PR #12761, opened 2021-04-27
Make sure Qt does not require kernel >3.17

ocaisa:
See https://github.com/EESSI/software-layer/issues/99 for context


ocaisa:
Closing this, it is already supported in the easyblock but will need tweaking for EESSI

> **Task statement**: Output the entries above exactly, please, with nothing dropped.

> **Exercise solution**:
PR #12761, opened 2021-04-27
Make sure Qt does not require kernel >3.17

ocaisa:
See https://github.com/EESSI/software-layer/issues/99 for context


ocaisa:
Closing this, it is already supported in the easyblock but will need tweaking for EESSI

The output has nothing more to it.